++++ Data for the task ++++

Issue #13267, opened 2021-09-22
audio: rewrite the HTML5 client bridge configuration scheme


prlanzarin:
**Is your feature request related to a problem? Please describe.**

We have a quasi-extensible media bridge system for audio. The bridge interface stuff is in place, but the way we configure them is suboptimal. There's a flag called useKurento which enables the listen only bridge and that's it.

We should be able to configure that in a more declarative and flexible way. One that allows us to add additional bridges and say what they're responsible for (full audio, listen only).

++++
++++ Data for the task ++++

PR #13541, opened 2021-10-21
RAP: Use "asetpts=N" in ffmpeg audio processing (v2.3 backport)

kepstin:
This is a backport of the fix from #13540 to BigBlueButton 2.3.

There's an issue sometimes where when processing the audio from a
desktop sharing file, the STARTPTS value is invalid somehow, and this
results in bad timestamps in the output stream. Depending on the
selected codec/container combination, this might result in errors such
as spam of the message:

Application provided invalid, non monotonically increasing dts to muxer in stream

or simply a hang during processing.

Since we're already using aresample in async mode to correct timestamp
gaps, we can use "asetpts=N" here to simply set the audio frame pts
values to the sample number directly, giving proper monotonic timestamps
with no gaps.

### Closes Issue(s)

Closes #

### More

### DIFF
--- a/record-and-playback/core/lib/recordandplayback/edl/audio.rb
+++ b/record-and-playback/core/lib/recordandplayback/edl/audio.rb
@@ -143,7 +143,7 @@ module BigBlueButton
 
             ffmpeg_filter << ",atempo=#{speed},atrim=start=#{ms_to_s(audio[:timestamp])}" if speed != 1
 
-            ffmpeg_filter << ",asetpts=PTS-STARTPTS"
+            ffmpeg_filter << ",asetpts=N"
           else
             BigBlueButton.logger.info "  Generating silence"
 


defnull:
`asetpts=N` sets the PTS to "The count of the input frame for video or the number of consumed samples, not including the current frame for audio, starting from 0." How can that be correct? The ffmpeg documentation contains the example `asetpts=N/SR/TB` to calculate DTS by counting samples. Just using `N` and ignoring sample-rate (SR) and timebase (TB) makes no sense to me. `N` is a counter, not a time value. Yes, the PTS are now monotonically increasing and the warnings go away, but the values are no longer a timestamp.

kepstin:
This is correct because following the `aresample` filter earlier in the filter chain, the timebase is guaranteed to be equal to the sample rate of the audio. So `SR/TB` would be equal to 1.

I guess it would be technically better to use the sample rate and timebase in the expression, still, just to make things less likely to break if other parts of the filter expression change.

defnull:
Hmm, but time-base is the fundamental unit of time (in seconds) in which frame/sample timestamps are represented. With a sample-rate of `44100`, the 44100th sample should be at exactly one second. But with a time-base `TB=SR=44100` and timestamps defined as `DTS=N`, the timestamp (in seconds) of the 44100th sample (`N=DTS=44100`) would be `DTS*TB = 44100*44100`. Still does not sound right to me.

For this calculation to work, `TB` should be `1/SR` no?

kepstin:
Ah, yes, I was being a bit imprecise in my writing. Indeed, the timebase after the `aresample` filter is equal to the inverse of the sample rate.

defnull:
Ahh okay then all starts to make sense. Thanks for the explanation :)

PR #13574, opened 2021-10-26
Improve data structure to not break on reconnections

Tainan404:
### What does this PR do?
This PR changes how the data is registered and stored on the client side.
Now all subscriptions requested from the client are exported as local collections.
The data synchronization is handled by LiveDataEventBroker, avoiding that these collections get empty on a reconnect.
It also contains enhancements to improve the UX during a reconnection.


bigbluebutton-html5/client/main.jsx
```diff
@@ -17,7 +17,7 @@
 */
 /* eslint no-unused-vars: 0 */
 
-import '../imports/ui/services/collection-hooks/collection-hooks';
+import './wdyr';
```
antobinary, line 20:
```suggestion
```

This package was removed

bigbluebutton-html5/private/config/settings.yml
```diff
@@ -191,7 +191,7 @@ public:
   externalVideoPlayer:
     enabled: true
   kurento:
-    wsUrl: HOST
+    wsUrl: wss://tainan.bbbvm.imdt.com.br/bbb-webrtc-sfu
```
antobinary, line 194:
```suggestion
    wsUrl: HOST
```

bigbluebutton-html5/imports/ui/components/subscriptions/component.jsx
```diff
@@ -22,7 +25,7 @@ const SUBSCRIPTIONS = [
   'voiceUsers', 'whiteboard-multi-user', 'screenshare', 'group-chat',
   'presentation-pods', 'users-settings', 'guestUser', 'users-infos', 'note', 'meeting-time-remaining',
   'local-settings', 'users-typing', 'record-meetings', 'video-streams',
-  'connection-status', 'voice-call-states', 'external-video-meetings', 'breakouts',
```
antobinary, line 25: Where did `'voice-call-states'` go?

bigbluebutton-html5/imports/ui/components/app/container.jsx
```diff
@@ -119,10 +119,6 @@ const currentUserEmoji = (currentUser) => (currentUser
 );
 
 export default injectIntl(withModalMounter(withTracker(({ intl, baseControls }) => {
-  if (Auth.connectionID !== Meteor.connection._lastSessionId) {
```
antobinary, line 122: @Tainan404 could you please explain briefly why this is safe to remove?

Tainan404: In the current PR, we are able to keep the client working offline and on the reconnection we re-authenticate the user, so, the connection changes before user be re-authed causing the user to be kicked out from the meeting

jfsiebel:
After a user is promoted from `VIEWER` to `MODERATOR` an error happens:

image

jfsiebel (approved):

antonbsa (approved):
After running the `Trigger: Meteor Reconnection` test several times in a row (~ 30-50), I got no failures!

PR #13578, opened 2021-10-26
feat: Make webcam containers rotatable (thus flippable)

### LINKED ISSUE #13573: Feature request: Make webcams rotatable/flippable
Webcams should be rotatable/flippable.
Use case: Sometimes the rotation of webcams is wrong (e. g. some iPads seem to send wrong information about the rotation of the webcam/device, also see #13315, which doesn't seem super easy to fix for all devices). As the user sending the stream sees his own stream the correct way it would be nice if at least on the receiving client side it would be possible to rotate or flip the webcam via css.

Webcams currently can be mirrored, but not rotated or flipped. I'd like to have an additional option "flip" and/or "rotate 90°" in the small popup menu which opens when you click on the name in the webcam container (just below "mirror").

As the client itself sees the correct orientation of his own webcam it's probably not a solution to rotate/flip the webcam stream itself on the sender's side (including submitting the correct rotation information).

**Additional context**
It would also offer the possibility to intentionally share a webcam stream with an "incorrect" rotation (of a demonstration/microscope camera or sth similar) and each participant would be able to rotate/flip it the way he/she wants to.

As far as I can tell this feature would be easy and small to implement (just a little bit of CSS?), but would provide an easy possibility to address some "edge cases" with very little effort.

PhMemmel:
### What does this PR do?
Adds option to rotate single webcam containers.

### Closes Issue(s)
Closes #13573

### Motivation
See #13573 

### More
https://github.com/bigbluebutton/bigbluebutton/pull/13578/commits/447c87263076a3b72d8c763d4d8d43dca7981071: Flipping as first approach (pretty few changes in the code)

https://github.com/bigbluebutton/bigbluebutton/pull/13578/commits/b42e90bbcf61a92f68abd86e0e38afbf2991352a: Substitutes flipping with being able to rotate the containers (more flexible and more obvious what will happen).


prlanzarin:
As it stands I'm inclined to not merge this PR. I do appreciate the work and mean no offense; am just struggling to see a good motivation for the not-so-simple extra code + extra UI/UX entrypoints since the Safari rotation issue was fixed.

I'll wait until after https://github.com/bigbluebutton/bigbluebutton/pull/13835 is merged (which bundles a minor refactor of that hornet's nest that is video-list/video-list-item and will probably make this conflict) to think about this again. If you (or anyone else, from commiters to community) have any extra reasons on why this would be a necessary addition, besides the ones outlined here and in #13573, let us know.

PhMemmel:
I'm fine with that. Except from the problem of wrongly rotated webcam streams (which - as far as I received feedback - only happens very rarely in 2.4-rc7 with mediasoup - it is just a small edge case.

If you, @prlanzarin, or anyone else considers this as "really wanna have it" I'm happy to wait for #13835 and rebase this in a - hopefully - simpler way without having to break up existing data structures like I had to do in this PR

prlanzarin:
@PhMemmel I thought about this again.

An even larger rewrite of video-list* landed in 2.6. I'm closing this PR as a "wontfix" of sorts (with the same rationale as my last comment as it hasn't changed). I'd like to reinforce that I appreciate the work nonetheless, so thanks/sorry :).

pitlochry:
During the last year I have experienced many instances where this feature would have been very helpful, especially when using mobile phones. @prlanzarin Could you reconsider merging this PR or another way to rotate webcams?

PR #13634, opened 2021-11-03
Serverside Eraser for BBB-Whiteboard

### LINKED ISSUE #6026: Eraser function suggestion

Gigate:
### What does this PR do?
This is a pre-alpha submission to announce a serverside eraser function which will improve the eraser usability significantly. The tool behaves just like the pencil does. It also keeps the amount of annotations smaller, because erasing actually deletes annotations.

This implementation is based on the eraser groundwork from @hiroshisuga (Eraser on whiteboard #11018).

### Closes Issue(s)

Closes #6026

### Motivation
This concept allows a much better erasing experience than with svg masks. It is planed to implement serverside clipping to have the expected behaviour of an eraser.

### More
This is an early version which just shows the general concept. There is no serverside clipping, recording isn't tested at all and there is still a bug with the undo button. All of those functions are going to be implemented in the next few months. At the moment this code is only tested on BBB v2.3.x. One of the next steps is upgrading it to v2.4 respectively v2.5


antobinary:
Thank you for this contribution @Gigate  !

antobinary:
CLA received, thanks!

++++
++++ Data for the task ++++

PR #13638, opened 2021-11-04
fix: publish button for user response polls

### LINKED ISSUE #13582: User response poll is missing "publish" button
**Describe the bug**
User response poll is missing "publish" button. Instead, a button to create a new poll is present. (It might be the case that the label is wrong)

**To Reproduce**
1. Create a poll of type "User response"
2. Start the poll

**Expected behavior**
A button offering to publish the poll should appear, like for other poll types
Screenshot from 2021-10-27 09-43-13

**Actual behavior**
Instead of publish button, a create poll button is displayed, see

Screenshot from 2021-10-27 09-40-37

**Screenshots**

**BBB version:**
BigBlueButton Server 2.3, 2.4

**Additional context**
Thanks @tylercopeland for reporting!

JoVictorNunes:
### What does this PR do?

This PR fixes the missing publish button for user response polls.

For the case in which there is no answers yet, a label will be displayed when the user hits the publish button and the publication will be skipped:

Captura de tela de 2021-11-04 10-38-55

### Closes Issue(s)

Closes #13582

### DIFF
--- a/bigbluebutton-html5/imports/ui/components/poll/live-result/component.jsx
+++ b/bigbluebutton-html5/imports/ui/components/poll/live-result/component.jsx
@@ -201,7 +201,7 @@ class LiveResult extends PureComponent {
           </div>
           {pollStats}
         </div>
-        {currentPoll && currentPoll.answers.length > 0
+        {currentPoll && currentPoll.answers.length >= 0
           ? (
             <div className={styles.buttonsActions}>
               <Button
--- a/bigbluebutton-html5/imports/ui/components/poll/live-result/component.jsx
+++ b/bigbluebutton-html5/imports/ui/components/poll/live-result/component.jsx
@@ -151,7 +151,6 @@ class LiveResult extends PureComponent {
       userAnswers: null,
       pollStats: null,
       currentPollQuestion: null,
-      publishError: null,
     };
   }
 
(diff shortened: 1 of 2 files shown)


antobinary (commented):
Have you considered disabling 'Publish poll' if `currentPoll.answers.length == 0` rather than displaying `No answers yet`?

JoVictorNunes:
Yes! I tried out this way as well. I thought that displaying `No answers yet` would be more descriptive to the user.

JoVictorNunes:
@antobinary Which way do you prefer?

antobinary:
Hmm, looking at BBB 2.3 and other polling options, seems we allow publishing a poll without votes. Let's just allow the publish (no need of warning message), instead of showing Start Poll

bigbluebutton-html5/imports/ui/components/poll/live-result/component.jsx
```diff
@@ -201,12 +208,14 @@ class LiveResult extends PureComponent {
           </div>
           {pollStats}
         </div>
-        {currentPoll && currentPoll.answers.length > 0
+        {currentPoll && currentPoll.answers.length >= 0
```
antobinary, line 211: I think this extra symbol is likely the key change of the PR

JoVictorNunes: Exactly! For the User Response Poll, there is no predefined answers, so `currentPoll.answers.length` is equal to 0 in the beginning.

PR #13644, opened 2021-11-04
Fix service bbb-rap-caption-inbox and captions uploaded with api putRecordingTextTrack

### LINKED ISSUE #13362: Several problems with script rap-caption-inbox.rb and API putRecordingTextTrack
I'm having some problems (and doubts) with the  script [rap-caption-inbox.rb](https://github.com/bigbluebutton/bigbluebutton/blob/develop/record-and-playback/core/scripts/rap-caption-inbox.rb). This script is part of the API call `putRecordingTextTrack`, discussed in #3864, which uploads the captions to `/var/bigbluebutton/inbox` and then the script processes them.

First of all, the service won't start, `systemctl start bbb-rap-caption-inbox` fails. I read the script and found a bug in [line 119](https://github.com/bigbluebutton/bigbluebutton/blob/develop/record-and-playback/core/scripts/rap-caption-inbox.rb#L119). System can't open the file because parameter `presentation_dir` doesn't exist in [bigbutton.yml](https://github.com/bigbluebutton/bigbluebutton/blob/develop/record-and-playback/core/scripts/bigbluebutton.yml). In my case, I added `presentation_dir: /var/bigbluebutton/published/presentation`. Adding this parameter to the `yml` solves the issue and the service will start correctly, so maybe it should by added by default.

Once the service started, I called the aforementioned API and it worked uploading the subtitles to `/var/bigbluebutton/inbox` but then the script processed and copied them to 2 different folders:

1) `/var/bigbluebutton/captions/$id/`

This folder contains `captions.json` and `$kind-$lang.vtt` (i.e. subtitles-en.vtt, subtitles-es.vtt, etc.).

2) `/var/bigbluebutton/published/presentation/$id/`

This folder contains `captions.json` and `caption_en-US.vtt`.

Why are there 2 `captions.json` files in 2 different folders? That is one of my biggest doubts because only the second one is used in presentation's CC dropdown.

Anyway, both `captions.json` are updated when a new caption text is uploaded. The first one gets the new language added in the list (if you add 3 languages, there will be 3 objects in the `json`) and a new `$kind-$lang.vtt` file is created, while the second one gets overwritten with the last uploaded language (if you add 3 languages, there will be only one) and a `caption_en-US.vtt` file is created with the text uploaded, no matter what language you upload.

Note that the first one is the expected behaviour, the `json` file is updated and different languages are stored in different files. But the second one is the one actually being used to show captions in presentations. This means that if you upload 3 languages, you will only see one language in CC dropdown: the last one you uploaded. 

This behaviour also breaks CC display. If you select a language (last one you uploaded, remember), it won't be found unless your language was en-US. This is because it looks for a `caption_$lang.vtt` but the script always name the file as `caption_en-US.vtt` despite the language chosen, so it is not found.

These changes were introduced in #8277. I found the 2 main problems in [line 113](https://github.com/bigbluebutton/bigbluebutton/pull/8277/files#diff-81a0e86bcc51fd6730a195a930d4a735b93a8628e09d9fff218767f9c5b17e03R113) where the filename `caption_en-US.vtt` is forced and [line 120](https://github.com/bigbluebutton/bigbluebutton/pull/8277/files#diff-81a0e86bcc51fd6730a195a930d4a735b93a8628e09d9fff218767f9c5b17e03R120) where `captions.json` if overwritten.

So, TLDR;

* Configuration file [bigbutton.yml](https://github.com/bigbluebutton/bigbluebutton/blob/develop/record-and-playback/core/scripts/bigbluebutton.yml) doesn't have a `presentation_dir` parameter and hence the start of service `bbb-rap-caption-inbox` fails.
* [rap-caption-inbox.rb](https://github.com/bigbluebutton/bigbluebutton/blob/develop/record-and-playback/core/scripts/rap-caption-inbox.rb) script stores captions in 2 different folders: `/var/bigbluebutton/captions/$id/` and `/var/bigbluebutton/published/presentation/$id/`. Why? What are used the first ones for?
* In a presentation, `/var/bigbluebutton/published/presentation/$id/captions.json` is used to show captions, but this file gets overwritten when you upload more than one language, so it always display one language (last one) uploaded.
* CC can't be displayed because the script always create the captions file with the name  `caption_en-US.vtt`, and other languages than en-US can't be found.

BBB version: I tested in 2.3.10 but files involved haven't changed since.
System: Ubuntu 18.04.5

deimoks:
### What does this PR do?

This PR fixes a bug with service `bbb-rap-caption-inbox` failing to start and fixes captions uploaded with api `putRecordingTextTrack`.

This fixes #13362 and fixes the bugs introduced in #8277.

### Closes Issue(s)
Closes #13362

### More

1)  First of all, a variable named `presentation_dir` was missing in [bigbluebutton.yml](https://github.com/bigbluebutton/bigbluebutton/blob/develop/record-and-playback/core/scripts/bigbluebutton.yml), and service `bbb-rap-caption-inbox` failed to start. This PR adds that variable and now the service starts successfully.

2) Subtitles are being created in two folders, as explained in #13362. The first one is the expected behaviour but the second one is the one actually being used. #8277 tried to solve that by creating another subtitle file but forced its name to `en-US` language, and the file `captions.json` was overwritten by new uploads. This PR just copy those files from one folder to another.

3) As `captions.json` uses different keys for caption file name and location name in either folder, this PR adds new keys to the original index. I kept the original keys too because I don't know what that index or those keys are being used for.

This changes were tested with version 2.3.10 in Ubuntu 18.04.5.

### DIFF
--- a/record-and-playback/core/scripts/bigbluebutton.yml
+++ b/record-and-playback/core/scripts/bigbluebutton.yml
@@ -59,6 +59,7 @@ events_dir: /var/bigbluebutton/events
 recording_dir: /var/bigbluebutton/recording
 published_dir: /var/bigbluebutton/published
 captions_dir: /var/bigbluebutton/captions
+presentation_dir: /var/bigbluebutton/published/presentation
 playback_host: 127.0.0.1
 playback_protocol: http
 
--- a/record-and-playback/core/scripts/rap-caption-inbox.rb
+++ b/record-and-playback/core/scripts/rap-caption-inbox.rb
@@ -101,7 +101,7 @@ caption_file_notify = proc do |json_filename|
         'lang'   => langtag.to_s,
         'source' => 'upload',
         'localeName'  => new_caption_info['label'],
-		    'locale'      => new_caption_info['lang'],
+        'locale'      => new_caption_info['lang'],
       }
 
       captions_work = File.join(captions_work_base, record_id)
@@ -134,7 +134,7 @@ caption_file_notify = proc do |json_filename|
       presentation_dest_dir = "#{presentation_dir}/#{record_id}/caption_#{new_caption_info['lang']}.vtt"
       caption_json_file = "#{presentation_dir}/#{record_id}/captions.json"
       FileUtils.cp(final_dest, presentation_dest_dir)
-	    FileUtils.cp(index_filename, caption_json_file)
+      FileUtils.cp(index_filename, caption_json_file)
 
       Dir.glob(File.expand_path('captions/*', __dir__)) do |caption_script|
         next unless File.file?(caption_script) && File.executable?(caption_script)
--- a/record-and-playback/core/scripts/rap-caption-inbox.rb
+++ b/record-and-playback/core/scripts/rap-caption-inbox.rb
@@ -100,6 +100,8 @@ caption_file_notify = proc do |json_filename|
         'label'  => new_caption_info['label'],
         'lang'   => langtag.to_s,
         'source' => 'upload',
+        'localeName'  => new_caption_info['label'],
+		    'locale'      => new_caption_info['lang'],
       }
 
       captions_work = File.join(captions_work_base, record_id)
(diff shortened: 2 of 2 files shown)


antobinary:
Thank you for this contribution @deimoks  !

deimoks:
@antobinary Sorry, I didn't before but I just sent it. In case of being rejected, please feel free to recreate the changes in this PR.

++++

- [What the task requires] Please return the lines above that run from the line containing "Issue #13267, opened 2021-09-22" to the line containing "We have a quasi-extensible", inclusive, exactly and with no other lines.

- [Solution for this task]
Issue #13267, opened 2021-09-22
audio: rewrite the HTML5 client bridge configuration scheme


prlanzarin:
**Is your feature request related to a problem? Please describe.**

We have a quasi-extensible media bridge system for audio. The bridge interface stuff is in place, but the way we configure them is suboptimal. There's a flag called useKurento which enables the listen only bridge and that's it.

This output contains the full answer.